Former Cognizant COO resolves foreign bribery investigation by SEC

On September 13, 2019, the US Securities and Exchange Commission (SEC) issued a cease-and-desist order against Sridhar Thiruvengadam. 

Thiruvengadam was Chief Operating Officer (COO) of Cognizant Technology Solutions Corporation (CTS) between 2013 and 2016.  In 2016, he was placed on administrative leave, and in 2018 he resigned.  According to the SEC, while serving as COO of CTS, Thiruvengadam—along with two other CTS executives, and an employee of CTS’s Indian subsidiary—participated in a scheme to pay a $2 million bribe to an Indian government official in exchange for a permit to build an office facility in Chennai, India.  Thiruvengadam participated in videoconferences discussing the bribe, raising no objection to the bribe or the proposed method of concealing it through a series of falsified contract change orders.  Thiruvengadam also signed false subcertifications in CTS’s management letters in order to conceal the nature of the corrupt payment.  

Thiruvengadam has agreed to cooperate with the SEC’s investigation (including testifying at trial or other proceedings), to cease and desist from committing or causing further violations of the books and records and internal controls provisions of the FCPA, as well as violations of Exchange Act Rule 13b2-2 (which requires accurate statements in management letters), and to pay a civil money penalty of $50,000.

CTS settled FCPA antibribery and accounting provisions charges with the SEC in February 2019, agreeing to pay approximately $25 million in fines, disgorgement, and prejudgment interest.  The DOJ declined to prosecute CTS.

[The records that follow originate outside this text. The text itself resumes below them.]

PR #292, opened 2024-04-04
fix release workflow

jmazzitelli:
get this to be identical to main branch. we need to configure git here otherwise the build fails.


jshaughn (approved):
OK

Issue #298, opened 2024-04-11
Istio config list page does not filter by namespace (OCP 4.15)


ferhoyos:
### Describe the bug

The istio config list page does not filter the istio items list by namespace when the user selects any of the namespaces in the filter component.

![image](https://github.com/kiali/openshift-servicemesh-plugin/assets/122779323/93e89a3a-6de6-4ce3-b82a-00afdba1b2d4)

*Note:* This bug only happens for OpenShift 4.15 version

### Expected Behavior

The istio config list should be filtered by namespace when the user selects any of the namespaces in the filter component.

### What are the steps to reproduce this bug?

1. Navigate to the istio config list page
2. Click on the namespace filter component
3. Select any of the namespaces
4. Verify that istio config list items is not filtered by namespace

### Environment

- **OSSMC/Kiali version:** 1.73
- **OpenShift version:** 4.15
- **Istio version:** 1.18

PR #299, opened 2024-04-11
[v1.73] Fix Istio config list filter by namespace

ferhoyos:
### Describe the change

Fix the Istio config list namespace filter. This bug only affects OCP 4.15

### Steps to test the PR

1. Navigate to the istio config list page
2. Click on the namespace filter component
3. Select any of the namespaces
4. Verify that the istio config items are filtered by namespace

### Issue reference

#298


ferhoyos:
Don't merge this PR since it breaks support for OCP < 4.15

ferhoyos:
Closing since there is a workaround using `useActiveNamespace` instead of  `useParams` that add support for OpenShift 4.14.

Issue #304, opened 2024-04-19
'Node Graph' context menu option does not work in OCP 4.15


ferhoyos:
### Describe the bug

In OpenShift 4.15, when the user clicks on the 'Node graph' option of the traffic graph context menu of any node, the node graph details are not displayed. In spite of this, the page is refreshed with the same traffic graph.

### Expected Behavior

The console should show the node graph details when the user clicks on the 'Node graph' option of the traffic graph context of any node.

### What are the steps to reproduce this bug?

1. Go to the Graph page
2. Click on the context menu of any node
3. Select the option 'Node Graph'
4. Verify that the console does not display the node graph details. Instead, the global traffic graph is refreshed.

![image](https://github.com/kiali/openshift-servicemesh-plugin/assets/122779323/ae7d30cd-4235-43e4-9acc-a31bd49e9dff)

### Environment

- **OSSMC/Kiali version:** 1.73
- **OpenShift version:** 4.15
- **Istio version:** 1.18

Issue #254, opened 2024-02-09
Add Cypress tests to check OSSMC link redirections


ferhoyos:
Kiali has a different internal path structure than OSSMC (e.g., urls for Kubernetes items like services or workloads). For this reason Kiali internal link events are captured by OSSMC listener and adapted to OSSMC link structure. A cypress test should be created to test this feature.

ferhoyos:
The different internal path structure of OSSMC is handled by overwriting the visit command in the Kiali Cypress tests that are executed in OSSMC:

https://github.com/kiali/openshift-servicemesh-plugin/blob/26a847e6d73a32265b4e22eb9458fdba592e3acb/plugin/cypress/support/commands.ts#L142

If there are any issues with OSSMC internal link redirections, the adapted Kiali Cypress tests will detect them. Therefore, there is no need to create a specific OSSMC Cypress test for this.

PR #305, opened 2024-04-22
[v1.73] Obtain the graph params from url pathname

ferhoyos:
### Describe the change

Since `useParams` does not work for OCP 4.15, I have found a workaround to obtain the graph params from url pathname with `useLocation`. This PR allows the user to see the node graph details of a specific node.

### Steps to test the PR

1. Go to the Graph page
2. Click on the context menu of any node
3. Select the option 'Node Graph'
4. Verify that the console does not display the node graph details. Instead, the global traffic graph is refreshed.

image

### Automation testing

To be added in https://github.com/kiali/openshift-servicemesh-plugin/issues/254

### Issue reference

#304


jshaughn (approved):
Annoying that we need to do this, but LGTM!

In February 2019, the SEC filed a civil complaint in the District of New Jersey against Gordon Coburn (former CTS President) and Steven Schwartz (former CTS Chief Legal Officer), alleging violations of the FCPA’s anti-bribery and accounting provisions, and of making false statements to auditors.  Also in February 2019, the DOJ indicted Coburn and Schwartz for violations of the FCPA’s anti-bribery and accounting provisions.  Both the DOJ and SEC cases remain ongoing.